The World's Finest Panama Hat - js2
http://www.npr.org/sections/goatsandsoda/2015/08/08/340682706/hes-just-woven-the-worlds-finest-panama-hat-but-who-will-buy-it
======
niels_olson
In 1999 I met an English professor on a Navy frigate. He had made friends with
a reservist of Chinese decent. When we arrived in Manta, Ecuador, there was a
transportation strike; the whole city smelled of tuna. We went to a Chinese
restaurant and the chinamen struck a deal: we would help load the
restauraunteur's pick-up with frozen shrimp from a warehouse in the mountains;
he would take us to Montecristi to buy some hats.

I sat in the back, with no seat (he had taken the seat out to haul more
shrimp). We drove up the mountain dirt roads for an hour to the warehouse. It
was guarded by men with automatic rifles. We loaded 20 sacks of frozen shrimp
and drove another hour, deeper, to Montecristi.

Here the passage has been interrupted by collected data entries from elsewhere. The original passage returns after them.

PR #886, opened 2018-06-06
Upgrade zalando problem

lmontrieux:
# Upgrade zalando problem library

> Zalando ticket : ARUHA-1695

## Description
This PR upgrades the 3 zalando problem dependencies to their latest version. This has required a lot of refactoring, because the way problems and responses are created has changed. Hence, this upgrade was done in multiple steps:

- move all problem creation to controllers, where it should be
- as a consequence, the "old" style of exception, which included the `.asProblem()` method, are gone and replaced by runtime exceptions, as decided quite some time ago
- upgrade zalando problem dependencies
- fix problem and response creation

And as bonus:
- refactor some of the unit and acceptance tests. Now, when a controller endpoint is very simple, we have to following:
  - tests for expected behaviour in acceptance tests only
  - what is difficult to test in acceptance tests (eg, failure of underlying storage) is tested in the service
- `MyNakadiRuntimeException1` is dead. Long live `NakadiRuntimeBaseException`!

## Review
- [ ] Tests
- [ ] Documentation
- [ ] CHANGELOG


lmontrieux:
This has been separated in multiple PRs for readabilty (and also because it works)

PR #890, opened 2018-06-14
Set `network_mode` to bridge in docker-compose to support OSX.

bitnot:
Changing network mode in `docker-compose.yml` from `host` to `bridge`
allows running it on Mac. This also requires services to refer to
dependencies by their names (e.g. `zookeeper` instead of 'localhost').
Documentation has been updated to reflect the fact, that it is possible
to run Nakadi in Docker on OSX.

## Review
- [ ] Tests
- [ ] Documentation
- [ ] CHANGELOG

## Deployment Notes
Updated `docker-compose.yml` for local development and documentation. No code changes.

### DIFF
--- a/docker-compose.yml
+++ b/docker-compose.yml
@@ -20,11 +20,10 @@ services:
       - NAKADI_FEATURES_DEFAULT_FEATURES_KPI_COLLECTION
       - NAKADI_FEATURES_DEFAULT_FEATURES_DISABLE_DB_WRITE_OPERATIONS
       - NAKADI_FEATURES_DEFAULT_FEATURES_DISABLE_LOG_COMPACTION
-      - NAKADI_ZOOKEEPER_BROKERS=localhost:2181
-      - SPRING_DATASOURCE_URL=jdbc:postgresql://localhost:5432/local_nakadi_db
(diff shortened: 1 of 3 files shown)


lmontrieux:
Thanks for your contribution, @bitnot . This has been a pain point for quite some time. I'll check that everything works asap. Basically I want to make sure that this works:
- on linux
- on mac os x, with docker for mac
- on mac os x, with the 'old' docker machine

bitnot:
Tested on old "Docker Toolbox". Works, except for API being available on VirtualBox interface (`docker-machine ip`, "192.168.99.100" in my case) and not on localhost.
So `curl localhost:8080/health` does not work, but `curl $(docker-machine ip):8080/health` does.

lmontrieux:
@bitnot Had a quick look at our travis build, I can see that the acceptance tests are failing. Unsurprisingly it's because some tests try to find Nakadi on localhost. Could you please have a look?

bitnot:
Bridge mode seems to affect integration tests (performance?). 
Although `gradlew fullAcceptanceTest` passes locally, Travis CI build fails. I give up. 😭

PR #1127, opened 2019-12-16
Aruha 2642 - Continue event consumption if some of events were deleted 

antban:
Aruha 2642 - Continue event consumption if some of events were deleted 

There is a problem with consumption stack - in case if some events were deleted and log cleaner not yet compacted this events, then nakadi won't be able to consume it. 
This pr targets this issue - skip deleted events from the stream


adyach:
👍

antban:
:+1:

PR #1129, opened 2019-12-16
ARUHA-2640: timeout for lock

adyach:
# One-line summary
ARUHA-2640: timeout for lock

### DIFF
--- a/src/main/java/org/zalando/nakadi/service/timeline/TimelineSyncImpl.java
+++ b/src/main/java/org/zalando/nakadi/service/timeline/TimelineSyncImpl.java
@@ -68,7 +68,7 @@ public class TimelineSyncImpl implements TimelineSync {
 
     @Autowired
     public TimelineSyncImpl(final ZooKeeperHolder zooKeeperHolder, final UUIDGenerator uuidGenerator)
-            throws InterruptedException {
+            throws InterruptedException, RuntimeException {
         this.nodeId = uuidGenerator.randomUUID().toString();
         this.zooKeeperHolder = zooKeeperHolder;
         this.initializeZkStructure();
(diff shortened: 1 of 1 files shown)


src/main/java/org/zalando/nakadi/service/timeline/TimelineSyncImpl.java
```diff
@@ -84,22 +85,28 @@ private String toZkPath(final String path) {
...
-                            .forPath(toZkPath("/nodes"), "[]".getBytes(Charsets.UTF_8));
-                } catch (final KeeperException.NodeExistsException ignore) {
-                }
+                // 2. Create locked event types structure
+                zooKeeperHolder.get().create().creatingParentsIfNeeded().withMode(CreateMode.PERSISTENT)
+                        .forPath(toZkPath("/locked_et"), "[]".getBytes(Charsets.UTF_8));
+                // 3. Create nodes root path
+                zooKeeperHolder.get().create().creatingParentsIfNeeded().withMode(CreateMode.PERSISTENT)
+                        .forPath(toZkPath("/nodes"), "[]".getBytes(Charsets.UTF_8));
+            } catch (final KeeperException.NodeExistsException ignore) {
```
ferbncode: If the creation of a node `/version` fails due to `NodeExistsException`, then the potential creation of other two persistent nodes (`/locked_et` and `/nodes`) will be skipped (and the same will happen for other newly launching instances)

I agree that this would happen only in case of a bad setup of a new zookeeper, and we can probably fix this if this scenario happens by deleting the (already) created nodes.

Although it's not related to changes in the PR, do you think it's a good idea to handle creation of node with possible exception `NodeExistsException` atomically for each path since `checkZkStructureInitied` checks for existence of all nodes?

adyach: a08135ef

ferbncode:
:+1:

adyach:
👍

PR #1130, opened 2019-12-18
Aruha 2637

antban:
Use transactions while creating event type, notify about updates only after transaction commit, do not rely on psql getTypeInfo call for null types, as connection may be in simple mode (no prepared statements)
ARUHA-2637


antban:
:+1:

antban:
:+1:

adyach:
👍

PR #1131, opened 2019-12-19
Batch timeout was used in the place of batch timespan

rcillo:
Accidentally batch timeout was offered in the place of batch timespan
which caused batch sizes to be reduced in size in some situations
adding latency to some consumers.


thomasabraham:
👍

rcillo:
👍

PR #1132, opened 2019-12-19
Avoid sending empty batches in case there are no events in the upcoming window

rcillo:
In case there are no events in the time window, but there a single
event outside the time window, this event would trigger extraction but
then no events would be sent, as the window is empty.

As no events would be sent, the value of the window would not be
updated.

This could cause low frequency streams to get stuck.


rcillo:
👍

rcillo:
👍

rcillo:
👍

antban:
:+1:

PR #1133, opened 2019-12-23
Add index on owning application for subscription table

ferbncode:
> Zalando ticket : ARUHA-2643

This is just a temporary solution to reduce the cost of queries that internal applications make for fetching subscriptions by owning application (while still using offset based pagination)


rcillo:
👍

ferbncode:
:+1:

PR #1134, opened 2019-12-23
instance termination plugin support

adyach:
# One-line summary
it should be possible to notify nakadi about coming instance termination, that it can release used resources and prepare itself for termination. A good example would be subscription connection termination in clean way, that consumer will not wait commit timeout

PR is not compilable due to plugin api change, which is expected here https://github.com/zalando-nakadi/nakadi-plugin-api/pull/10

### DIFF
--- a/src/main/java/org/zalando/nakadi/service/subscription/StreamingContext.java
+++ b/src/main/java/org/zalando/nakadi/service/subscription/StreamingContext.java
@@ -11,6 +11,7 @@ import org.zalando.nakadi.domain.NakadiCursor;
 import org.zalando.nakadi.domain.Subscription;
 import org.zalando.nakadi.exceptions.runtime.AccessDeniedException;
 import org.zalando.nakadi.exceptions.runtime.NakadiRuntimeException;
+import org.zalando.nakadi.plugin.api.exceptions.PluginException;
 import org.zalando.nakadi.service.AuthorizationValidator;
 import org.zalando.nakadi.service.BlacklistService;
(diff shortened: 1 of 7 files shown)


src/main/java/org/zalando/nakadi/controller/HealthCheckController.java
```diff
@@ -12,8 +14,18 @@
...
+
+    @Autowired
+    public HealthCheckController(final TerminationService terminationService) {
+        this.terminationService = terminationService;
+    }
+
     @RequestMapping(method = GET)
     public ResponseEntity<String> healthCheck() {
+        if (terminationService.isTerminating()) {
+            return ResponseEntity.status(HttpStatus.IM_A_TEAPOT_418).build();
```
rcillo: Is this meant to be used by Nakadi Proxy? When maintaining the list of healthy Nakadi instances, those who report 418 during health check will not be added to the final result but at the same time not marked as unhealthy?

src/main/java/org/zalando/nakadi/service/subscription/StreamingContext.java
```diff
@@ -493,11 +505,15 @@ public Builder setKpiCollectionFrequencyMs(final long kpiCollectionFrequencyMs)
             return this;
         }
 
+        public Builder setTerminationService(final TerminationService terminationService) {
```
rcillo: I see that this is set also in the constructor. Is this used or needed?

PR #1138, opened 2020-01-08
Session not cleaned if error before making zookeeper session change subscription

ferbncode:
In case of exception before creation of subscription for zookeeper changes to sessions list, the corresponding session registered in Zookeeper is not cleaned up, leading to a zombie state, where a stream is present, but not in `StreamingState`.

The bug that the consumption instance wouldn't clean up the session was because the session timed out while releasing the lock during registration of session (i.e before [switching](https://gist.github.com/ferbncode/5f97ee428d9124c869c51ccf0139ef42#file-exception-L66) to streaming state)

See exception here: https://gist.github.com/ferbncode/5f97ee428d9124c869c51ccf0139ef42

This can then only be fixed by terminating the instance where the exception occurred.


ferbncode:
:+1:

rcillo:
👍

adyach:
👍

ferbncode:
:+1:

PR #1140, opened 2020-01-13
Unregister session only if registered

ferbncode:
If there is a `409` response on opening a stream (that is no slots remaining), then un-registering the session (inside `CleanupState.onEnter()`) fails with an exception `NoNodeError`, which again loops the task to `CleanupState` calling `CleanupState.onEnter` indefinitely. This increases the load on zookeeper as the client indefinitely tries to delete a node not present. 

Another alternative implementation to solve the issue would be to handle task of Cleanup separately outside of task queue preventing the repeated `CleanupState.onEnter()` call.


ferbncode:
This repeated call to `CleanupState.onEnter()` in case of exception is definitely good for retry in case of a temporary exception, so I believe, keeping that behavior should be favorable. (and the current fix in this PR using a flag currently should be okay)

adyach:
👍

ferbncode:
:+1:

PR #1141, opened 2020-01-14
Check if node exists before attempt to delete

ferbncode:
Initially, I did set the flag (`sessionRegistered` back to false only after successfully un-registering a node. If an exception occurred after deletion of the node, it is happening that the variable is not unset and we loop through `CleanupState.onEntry()` logging too much

Added check if the node exists (it should not increase much over-head on zookeeper, since this is not a very frequent operation) before deletion as I don't want to set `sessionRegistered=false` if un-registering fails, which would cause the zombie session issue


adyach:
:+1:

ferbncode:
:+1:

PR #1142, opened 2020-01-14
Do unregister session as before

ferbncode:
Do unregister based on a flag as before. Right now, disk is still filling up if it fails with the `isActiveSession` call.

### DIFF
--- a/src/main/java/org/zalando/nakadi/service/subscription/StreamingContext.java
+++ b/src/main/java/org/zalando/nakadi/service/subscription/StreamingContext.java
@@ -76,6 +76,7 @@ public class StreamingContext implements SubscriptionStreamer {
     private State currentState = new DummyState();
     private ZkSubscription<List<String>> sessionListSubscription;
     private Closeable authorizationCheckSubscription;
+    private boolean sessionRegistered;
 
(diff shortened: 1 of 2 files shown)


ferbncode:
:+1:

ferbncode:
Before any changes to the subscription API (https://github.com/zalando/nakadi/pull/1123), unregistering the session was based on the `sessionListSubscription`.

It's creation is not moved to the `StreamingState.java`, hence, if an exception occurred between `StartingState` and `CleanupState`, the session is not cleaned up. 

```    public void unregisterSession() {
        log.info("Unregistering session {}", session);
        if (null != sessionListSubscription) {
            try {
                sessionListSubscription.close();
            } finally {
                this.sessionListSubscription = null;
                zkClient.unregisterSession(session);
            }
        }
    }
```
I changed this to check whether the node actually exists in zookeeper, however, in that case, I am not sure where the problem is, but if Nakadi fails to connect to zookeeper, it still fails to reconnect and check if the node exists and finally bring to `DummyState()`

In these changes, I resort back to checking via a boolean variable to check if a session should be tried to unregistered.

adyach:
👍

PR #1415, opened 2022-05-13
Serialize enriched metadata

thomasabraham:
# Serialize enriched metadata

> Zalando ticket : team-aruha/issues/1106

## Review
- [ ] Tests
- [ ] Documentation

## Deployment Notes


core-common/src/main/java/org/zalando/nakadi/domain/NakadiRecord.java
```diff
@@ -78,4 +82,15 @@ public NakadiRecord setPartition(final String partition) {
         this.partition = partition;
```
adyach, line 82: probably partition should be part of the metadata

adyach: especially, that we take partition for producerrecord from metadata :)

core-common/src/main/java/org/zalando/nakadi/domain/VersionedAvroSchema.java
```diff
@@ -18,4 +18,8 @@ public Schema getSchema() {
     public String getVersion() {
         return version;
     }
+
+    public byte getVersionAsByte() {
```
adyach, line 22: I think version can be string only

adyach, line 22: I think version can be something different other than 1 byte. it is a string in nature.

core-common/src/main/java/org/zalando/nakadi/repository/kafka/KafkaTopicRepository.java
```diff
@@ -487,7 +482,7 @@ public List<NakadiRecordResult> sendEvents(final String topic,
         } catch (final InterruptException | InterruptedException e) {
             Thread.currentThread().interrupt();
             return prepareResponse(nakadiRecords, responses, e);
-        } catch (final RuntimeException e) {
+        } catch (final RuntimeException | IOException e) {
             kafkaFactory.terminateProducer(producer);
```
adyach, line 486: it looks like IOException is thrown whenever NakadiRecord was failed to be serialised to bytes. In that case there is no need to terminate the producer.

core-common/src/main/java/org/zalando/nakadi/domain/VersionedAvroSchema.java
adyach: discard that, that is metadata version, which is part of the envelop

core-common/src/main/java/org/zalando/nakadi/domain/NakadiRecord.java
thomasabraham: This is done.

core-common/src/main/java/org/zalando/nakadi/repository/kafka/KafkaTopicRepository.java
thomasabraham: This is fixed as well.

thomasabraham:
:+1:

core-common/src/main/java/org/zalando/nakadi/repository/kafka/AvroDeserializerWithSequenceDecoder.java
```diff
@@ -39,8 +39,11 @@ public byte[] deserializeAvro(final EnvelopeHolder envelope) throws RuntimeExcep
             metadata.put(NakadiAvroMetadata.OCCURRED_AT, new DateTime(
                     (long) metadata.get(NakadiAvroMetadata.OCCURRED_AT), DateTimeZone.UTC).toString());
 
-            metadata.put(NakadiAvroMetadata.RECEIVED_AT, new DateTime(
-                    (long) metadata.get(NakadiAvroMetadata.RECEIVED_AT), DateTimeZone.UTC).toString());
+            final var receivedAt = metadata.get(NakadiAvroMetadata.RECEIVED_AT);
+            if (receivedAt != null) {
```
adyach, line 43: why that could be the case ?

core-services/src/main/java/org/zalando/nakadi/service/publishing/BinaryEventProcessor.java
```diff
@@ -39,6 +39,11 @@ public BinaryEventProcessor(
         this.binaryEventPublisher = binaryEventPublisher;
         this.eventTypeCache = eventTypeCache;
         this.prePublishingChecks = prePublishingChecks;
+
+        if (prePublishingChecks.isEmpty()) {
+            // Safeguard against silent failure one spring injecting empty list
+            throw new RuntimeException("Checks should not be empty");
```
adyach, line 45:
```suggestion
            throw new RuntimeException("Publishing checks should not be empty");
```

core-common/src/main/java/org/zalando/nakadi/repository/kafka/AvroDeserializerWithSequenceDecoder.java
thomasabraham: The `received_at` is can be null according to the schema. So if the the enrichment fail for some reason, the following line will throw `NullpointerException`. So I decided that it is better to deliver the event without `received_at` timestamp than blocking consumption creating a `NullpointerException` in Nakadi consumption stack.

adyach: > So if the the enrichment fail for some reason

that means event publishing should fail as well.

thomasabraham: The publishing part of Nakadi is supposed to put `received_at` in the metadata. But, there might be a mistake configuration or a bug that result in Nakadi sending an event without `received_at` in the metadata in Kafka. Most likely it will never happen, but still the consuming side of Kafka should handle it without breaking because the schema of metadata allows it.

adyach:
👍

thomasabraham:
:+1:

PR #1416, opened 2022-05-16
Remove check for schema_type change

samizzy:
Allow for change of schema type for a event type


adyach:
however, we should postpone the release, because it is better to test binaries with the new event types, and only then we can allow migration.

adyach:
👍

The villagers were quite happy to meet us, as no one was coming to visit due
to the strike in town. I bought three hats: a gorgeous open weave hat for my
wife, a fino for my brother, and a veri fino for myself. I had the villagers
block mine as a fedora, but it would take some time to get made. The man
brought it to me the next day, at the pier, having riden his bicycle all the
way from Montecristi. I paid $50 for that hat, including delivery. 25 strands
per inch, or 625 weaves per inch. Outside of Brent Black's shop in Honolulu, I
have never seen a finer hat.

Brent Black quoted me, sight-unseen, that hat would fetch in the ballpark of
$400 in his shop.

I still wear it now and again. I have sewn in inner and outer bands of 1.5"
black ribbon. The professor, Whiskey Charlie, bought himself a hat, as did the
chinaman. And we drove two hours back to town, with those slowly thawing
shrimp bouncing around with us.

Manta was the first place I saw a whale breach.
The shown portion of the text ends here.